Pernyataan tersebut disampaikan oleh Perwakilan Dagang AS (U.S. Trade Representative/USTR) Jamieson Greer pada Kamis (4/6/2026) di sela-sela pertemuan tingkat menteri Organisasi untuk Kerja Sama dan Pembangunan Ekonomi (OECD) di Paris.
AS Tegaskan Komitmen pada Batas Tarif Perjanjian Dagang
Greer menegaskan bahwa Amerika Serikat tetap berpegang pada kesepakatan dagang yang telah dibuat.
Baca Juga: Harga Emas Naik, Optimisme Perdamaian Timur Tengah Mendorong Dolar AS & Minyak Turun
“Kami memahami bahwa kesepakatan adalah kesepakatan,” ujar Greer kepada wartawan.
Dalam perjanjian dagang yang telah disepakati, AS menetapkan batas tarif impor maksimum sebesar 15% untuk sebagian besar barang dari Uni Eropa dan Jepang. Kesepakatan ini menjadi bagian dari upaya menstabilkan hubungan perdagangan antara ketiga pihak.
Tarif Baru Terkait Isu Kerja Paksa
Meski demikian, kantor USTR pada hari Selasa sebelumnya mengumumkan serangkaian tarif baru terhadap sejumlah negara. Langkah ini diambil setelah AS menilai negara-negara tersebut gagal menekan perdagangan barang yang diproduksi menggunakan kerja paksa.
Dalam kebijakan baru tersebut, Uni Eropa akan dikenakan tarif sebesar 10%, sementara Jepang sebesar 12,5%. Namun, Greer memperingatkan bahwa tarif tersebut masih dapat meningkat apabila investigasi lanjutan terkait kelebihan kapasitas produksi global menghasilkan temuan tambahan.
Investigasi Section 301 dan Dasar Hukum Tarif
Greer menjelaskan bahwa kesepakatan dagang dengan Uni Eropa secara eksplisit mengakui hak AS untuk menerapkan tarif hingga batas tertentu.
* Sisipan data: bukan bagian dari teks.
PR #4832, opened 2026-08-08
[HOLD] fix(attendance-w6-1): rebuild the W6-1 group effective-policy aggregate from fresh main — issue 4556 (Draft, no merge authorized)

zensgit:
Superseded by #4849, which rebuilds this work from fresh `main` after security review.

This description has been replaced. Any technical detail relating to the review of this change is
tracked in the repository's private security advisory, which is the single source for it.

No claim is made here that earlier revisions of this pull request are unreachable.

PR #4804, opened 2026-08-07
docs(attendance): #4556 W7/W8 design locks (PROPOSED)

zensgit:
## Maintained current state (2026-08-11)

- **Exact head:** `8898b8ac7e859e45b3a32ee7c5866ad2f121e635`; **frozen base:** `main@325917c0a484522ef9ce87b286d5d986d4e205b3`.
- **Fresh-main transfer:** the owner renewed the freeze against `325917c0a4…` after unrelated ops PRs #4868/#4869/#4870/#4872 advanced `main`. The branch takes that exact commit as a merge parent. The PR-owned delta remains exactly the two W7/W8 docs; runtime/product/workflow delta is empty.
- **Mechanical provenance refresh:** 19 current-main references were changed from `6bee1e88…` to `325917c0…`. The intervening main delta is byte-empty over the W6/runtime evidence domain and the attendance real-DB workflow/corpus/guard domain. No decision choice, ledger verdict, or authorization boundary changed.
- **Parent debt ledger:** 43 expected unique IDs = **13 SATISFIED / 1 OPEN / 29 UNRESOLVED / 0 REMOVED**, with no blank status or duplicate ID.
- **Decision menu:** W7 remains `OD-W7-0..10`; W8 still requires owner answers for `OD-W8-1`, `-2`, and `-4..8`; `OD-W8-3` remains SATISFIED.
- **W6 provenance:** current clean-rebuild candidate is #4849 at `c2ac8284ab38756133c74ce54fde50d07d5bf13a` (OPEN/Draft/HOLD/unmerged). W6 runtime is not on `main`; #4804 authorizes neither #4849 nor any W6/W7/W8 runtime.
- **Gate C provenance:** #4839 remains merged as `60afbffe07bfddc7f32ff08549e36e995662b228`; its tool has not been executed and no rollout/staging/soak authority follows.
[...]

PR #4849, opened 2026-08-10
[HOLD] feat(attendance-w6-1): group effective-policy aggregate — clean rebuild from fresh main (issue #4556)

zensgit:
[HOLD] Draft. `main` continues to move — measured at `0bb96d6f316be1c0cec68eed235ff23a1d01ff72` as of the prior update. No catch-up merge/rebase onto main, Ready transition, or merge of this PR will occur without renewed owner authorization. No W6-2/3/4 runtime, flag change, deployment, staging, soak, production/customer data use, or closure of issue #4556 is authorized by anything in this PR.

## Scope

This PR is the clean W6-1 backend aggregate.

- Endpoint: `GET /api/attendance/groups/:groupId/effective-policy`
- Permission: `attendance:admin`
- Organization: authenticated principal only; optional query/body/header `orgId` is a byte-equality assertion, never a scope source
- Delegated admins: active membership in the target organization is required
- Transaction: post-guard platform-admin lookup, membership check, aggregate reads, and FSER reads use one transaction-bound handle after PostgreSQL `SET TRANSACTION READ ONLY`
- Response: exact-key, values-free, closed enums and editor references
- FSER: composes the existing service; no second derivation or persisted status
- Conflict behavior: count-only reporting, no winner selection
- Runtime loading: closed-file, repo-root-anchored, symlink-rejecting resolver
- Compatibility: zero persisted segment rows keep the W3 legacy-envelope single-segment reading
- CI: all three W6 real-DB suites have two-point wiring; workflow provenance is mechanically pinned
- **Index-assembly guard:** the source-text guard that proved this route sits behind the global JWT gate and the attendance audit/security middleware was fail-open on three real evasions (comment-out, `if (false)` wrapping, an extra pre-gate mount) — it has been replaced with an AST registration-site model. A round-2 follow-up (below) closed a residual completeness gap in that AST model itself.
- **Client-input boundary:** the org-selector-mismatch and query/body-rejection guards at the top of the handler previously had zero DB-free unit coverage — only the real-DB suite exercised them, entirely behind `describeIfDatabase`. DB-free coverage (10 negatives, 4 positive controls) has been added; round 2 (below) extends this same DB-free discipline to the org-identity DERIVATION step that runs just before it.

W6-2 OpenAPI publication, W6-3 UI, W6-4 whole-W6 closeout, W7, and W8 are not part of this PR.

## This update — F1 (assembly guard) and F1b (client-input boundary coverage)

Two proposed designs for the assembly-guard replacement were reviewed; the shipped design took Design B's whole-file registration-site/escape model (`R ∪ C` closure — this is what makes the plugin runtime's computed `this.app[verb](...)` dispatch visible as a pinned census entry instead of silently unmodelled) as the base, and grafted Design A's corrected "unconditional" predicate (a whitelist — the call's own immediate parent must literally be the `ExpressionStatement` of the method body, zero hops — not an ancestor-kind blacklist, which Design A's own two confessed draft failures showed does not converge on `cond && this.app.use(x())`-shaped short-circuit registrations).

**F1 — `tests/helpers/attendance-w6-index-assembly-order.ts` replaced entirely.** The two named root causes (raw-text `indexOf` counting a comment as an occurrence; `getFullStart()` resolving a position inside a comment's leading trivia into the wrong node) are now structurally impossible: no text offset is ever computed, and no offset is ever mapped back to a node. Live mutation proof against the real `packages/core-backend/src/index.ts` (every mutation restored by `cp` from a backup; `git status --porcelain` empty after each; never `git checkout --`):

| mutation | old guard | new guard |
| --- | --- | --- |
| comment out the audit registration | GREEN (fail-open) | RED |
| wrap it in `if (false) { … }` | GREEN (fail-open) | RED |
| insert an extra `this.app.use('/', attendanceAdminRouter())` before the gate | GREEN (fail-open) | RED |
| relocate the route registration to before the gate (ordering-only, no duplication) | RED | RED (still) |
| duplicate the security-middleware registration verbatim | RED | RED (still) |

One over-pinning bug was caught and fixed mid-round: the app-object census initially pinned `line` numbers, which made it fragile to any unrelated one-line edit above those points — dropped, since array order already encodes position; a mutation re-run after the fix showed the census correctly ignoring an unrelated shift while still reding on the real evasion.

The test's own claim (`attendance-w6-group-effective-policy-authorization.test.ts`, "Guarantee 4" section) is corrected to state exactly what is and is not proven, including the gate subject's honest, weaker claim: the callback containing a call to `jwtAuthMiddleware` is registered unconditionally and first — not that any given request reaches it. A five-call behavioural shrink (real `isApiPath`/`isWhitelisted`/`isPublicFormAuthBypass`/`isOapiAllowlistRequest`, real route path, no fabricated request object) narrows that gap further.

**F1b — DB-free coverage added to the same test file** for `attendance-admin.ts`'s org-selector-mismatch predicate (`:177-192`) and query/body rejection (`:1748-1761`): 4 mismatch negatives (query/body/header, plus the documented present-but-empty `x-org-id` edge case), 2 matching-value positive controls, 2 query-rejection negatives, 2 body-rejection negatives (both distinct `BODY_NOT_ACCEPTED` branches), 1 empty-body positive control. Each negative proven discriminating by neutering the corresponding production predicate/branch and confirming the specific test(s) RED, one branch at a time, restored by `cp` each time.

## This update, round 2 — P2 (F1 guard completeness) and F1b extension (org-identity derivation legs)

An independent gate on round-1's head (`4d9b54e94a7b7bbf979dfdcdfc8f2fa2d70c0a2f`) found the F1 guard's own docblock making a false completeness claim — the exact class F1 itself was fixing — plus a P3 gap in F1b's DB-free coverage. Both are closed in this round; zero production code is touched, both fixes are test-only.

**P2 — the docblock claimed MORE than the code delivered, and one of the two shapes the gate named was already false (verified empirically, not assumed):**

- `const a = this.app; a.use(...)` before the gate — the gate's own prescribed proof — was RE-VERIFIED against the round-1 code UNCHANGED and already REDs A4 (the escape collector's `siteCalleeExpressions` exclusion set only ever holds genuine site callees, so an alias's `this.app` read already fell through to the generic `ESCAPE` branch). The gate's diagnosis of this specific shape was incorrect; its conclusion that the docblock overclaimed was not — for a different, real reason, found independently here:
- `this['app']` (string-literal bracket notation for the SAME property) and direct destructuring of `this` (`const { app } = this`, `const { app: x } = this`, `const { ...rest } = this`) produced **zero sites and zero escapes** — genuinely invisible to A4, not merely mis-classified.

Both newly-closed shapes are now collected into `model.escapes` (never promoted to `model.sites` — the site definition stays dot-notation-only, so A1/A2/A3/A5 and every existing pin are byte-identical against real `index.ts`, unmutated). A genuinely undecidable family is named as an explicit residual in the module's docblock rather than claimed closed: a non-literal bracket index on `this` (`this[computedExpr]`), destructuring on the LEFT side of a plain assignment (`({ app } = this)`, a structurally different LITERAL-expression node), and `this` itself escaping bare into `Reflect.get`, object spread, `.bind`/`.call`/`.apply`, or a `Proxy` — an unbounded family that does not converge by enumeration.

Mutation proof against real `index.ts` (every mutation restored by `cp`, `git status --porcelain` empty after each):

| mutation (inserted before the gate) | A1/A2/A3/A5 (real registration facts) | A4 (app-object census) |
| --- | --- | --- |
| `const a = this.app; a.use('/', attendanceAdminRouter())` | unaffected (still green) | RED (7th entry) |
| `this.app['use']('/', attendanceAdminRouter())` | unaffected (still green) | RED (7th entry) |
| `const a = this['app']; a.use(...)` | unaffected (still green) | RED (7th entry, newly closed) |
| `const { app: a } = this; a.use(...)` | unaffected (still green) | RED (7th entry, newly closed) |

The six prior evasions this guard already caught (comment-out, `if (false)`, never-true env condition, `&&` short-circuit, ternary, `setImmediate`) plus the pre-gate relocation and the delete-line positive control were all re-run against this round's code and still RED, each on the exact same assertion as round 1 (A1 and/or A3/A5, never A4) — none of this round's additions changed their behavior. Nine new fixture-level regression tests (independent of `index.ts`'s own drift) pin the closed shapes permanently, including negative discriminators (`this['foo']`, an unrelated destructured property, a non-literal bracket index) proving the predicate matches the literal string `"app"`, not every bracket access or destructure on `this`.

**F1b extension — org-identity derivation legs.** `getAuthenticatedAttendanceGroupEffectivePolicyOrgId` (`attendance-admin.ts` ~L157) derives org identity through five sources tried in order: `user.orgId` (string), `user.workspaceId` (string, only when `orgId` is strictly null/undefined), `user.orgId` (finite number), `user.workspaceId` (finite number), and `req.authenticatedTenantId` (string, terminal fallback). Before this round, only the `orgId`-string leg was exercised anywhere in this repository, DB-free or DB-gated — grepping every `.db.test.ts` file that exercises this route for `workspaceId` or `authenticatedTenantId` returns zero hits. Nine new DB-free tests add one positive control per leg, a precedence check (orgId wins when both orgId and workspaceId are present), and three negatives (terminal no-identity-anywhere, a present-but-empty orgId correctly NOT falling through to workspaceId, a wrong-typed orgId behaving the same way). Each of the four production branches was neutered one at a time and reds exactly its paired leg's positive control, nothing else — confirmed, not assumed.

**Self-caught follow-up within round 2:** the precedence test's first version asserted only a 200 + `groupId`, which is not discriminating — the DB-free mock's `respond()` switches on SQL TEXT, not parameter VALUES, so it would have returned the same canned membership row regardless of which org actually reached the query. Replaced with a version that captures the membership SQL's actual `org_id` parameter and asserts it equals `orgId`'s value, never `workspaceId`'s. Verified by reversing the production precedence (`workspaceId ?? orgId`) and confirming the corrected test now reds on the expected-vs-received org value — the original version stayed green under that same reversal. No test count change (69 in this file; 358 in the 12-file matrix) — this corrects rigor, not coverage.

Local evidence at this round's final head (`796b5ea3e6c0282e06eaee744d7389bde0d033ae`) is in "Fresh local verification" below.

## This update, round 3 — P2 (F1 guard receiver-wrapper blindness)

An independent gate on round-2's head (`796b5ea3e6c0282e06eaee744d7389bde0d033ae`) found the receiver predicates themselves — `isThisAppPropertyAccess`, `isThisAppElementAccess`, and the destructure-initializer check — gated on `node.expression.kind === ts.SyntaxKind.ThisKeyword` **directly, with no unwrap**. A `this` receiver wrapped in a single no-op node evaded BOTH the site collector and the escape collector entirely: `this!.app.use(...)`, `(this).app.use(...)`, `(this as any).app.use(...)`, `(this as MetaSheetServer).app.use(...)`, and `this!['app'].use(...)` were each `{sites: 0, escapes: 0}` — invisible to A4 AND A5 alike. Live-verified against real `index.ts`: a `(this as any).app.use('/api/x', unauthedRouter())` inserted before the JWT gate left the guard fully green — a pre-authentication fail-open shape an ordinary TS refactor emits. Zero production code touched; test-only, same as rounds 1-2.

**Closed with `unwrapNoOpWrappers`** — a CLOSED, finite set of wrapper kinds decided purely by `node.kind` (`ParenthesizedExpression`, `NonNullExpression`, `AsExpression`, `TypeAssertionExpression`, `SatisfiesExpression`), stripped to a fixed point so composed wrappers (`((this as any)!)`) fully unwrap too. Applied via one shared predicate (`hasUnwrappedThisReceiver`) in all three receiver checks, **plus `findThisMethodCalls`** (`this.<methodName>()`), which had the identical unwrapped check — an ADDITIONAL wrapped `this!.setupMiddleware()` would otherwise stay invisible while "exactly one call site" kept asserting true. `unwrapParens` (a strict subset) is removed as redundant.

**Deliberately NOT widened, verified by fixture rather than assumed:** a wrapper around the WHOLE `this.app` VALUE, after the property read (`(this.app).use(...)`, `this.app!.use(...)`), is a structurally different position — `callee.expression` there is the wrapper node, not a `this.app` `PropertyAccessExpression` at all — and stays escape-only, exactly as an unwrapped bare-alias read (`const a = this.app`) already did. That split is asserted explicitly in the fixture suite, not left untested, so the module docblock's claim stays true rather than silently widened.

Live mutation proof against real `packages/core-backend/src/index.ts` (every mutation restored by `cp` from a backup kept OUTSIDE the worktree; `git status --porcelain` confirmed empty after each; never `git checkout --`); a leading `;` on every inserted statement, since this codebase's no-semicolon style otherwise lets a `(`-initial statement ASI-merge into the PRECEDING line — caught live when a first pass without it corrupted an unrelated site's `unconditional` classification instead of producing a clean result, a bug in the harness, not the guard, diagnosed and fixed before any conclusion was drawn from it:

| mutation (inserted before the gate) | before this round | after this round |
| --- | --- | --- |
| `this!.app.use('/x', filesRouter())` | green (invisible) | RED — A5 (13-entry pre-gate prefix) |
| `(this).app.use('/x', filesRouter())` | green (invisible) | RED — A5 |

Ia juga menyoroti bahwa investigasi berdasarkan Section 301 memberikan dasar hukum bagi Presiden AS saat itu, Donald Trump, untuk menerapkan kebijakan tersebut.
Pemerintah AS sebelumnya meluncurkan investigasi Section 301 sebagai bagian dari upaya menghidupkan kembali tarif darurat era Trump, yang sempat dibatalkan oleh keputusan Mahkamah Agung AS pada Februari lalu.
Baca Juga: Meski Siapkan Tarif Baru, AS Janji Hormati Kesepakatan dengan UE dan Jepang
Hasil Investigasi Menyusul dalam Beberapa Minggu
Greer menambahkan bahwa hasil dari investigasi tahap kedua diperkirakan akan keluar dalam beberapa minggu ke depan, meski prosesnya disebut cukup kompleks.
Ia juga menyatakan bahwa pemerintah AS akan menggabungkan hasil temuan investigasi tersebut dengan berbagai perjanjian dagang yang sudah ada.
“Kedua hal ini dapat berjalan berdampingan,” kata Greer.
“Kami dapat mencoba mengatasi hambatan perdagangan yang tidak adil dan praktik perdagangan tidak adil yang terjadi di luar negeri yang kami identifikasi dalam investigasi ini, dan semoga ada cara untuk menyelaraskannya dengan semua kesepakatan yang sangat penting bagi kami dan para pelaku perdagangan kami,” tambahnya.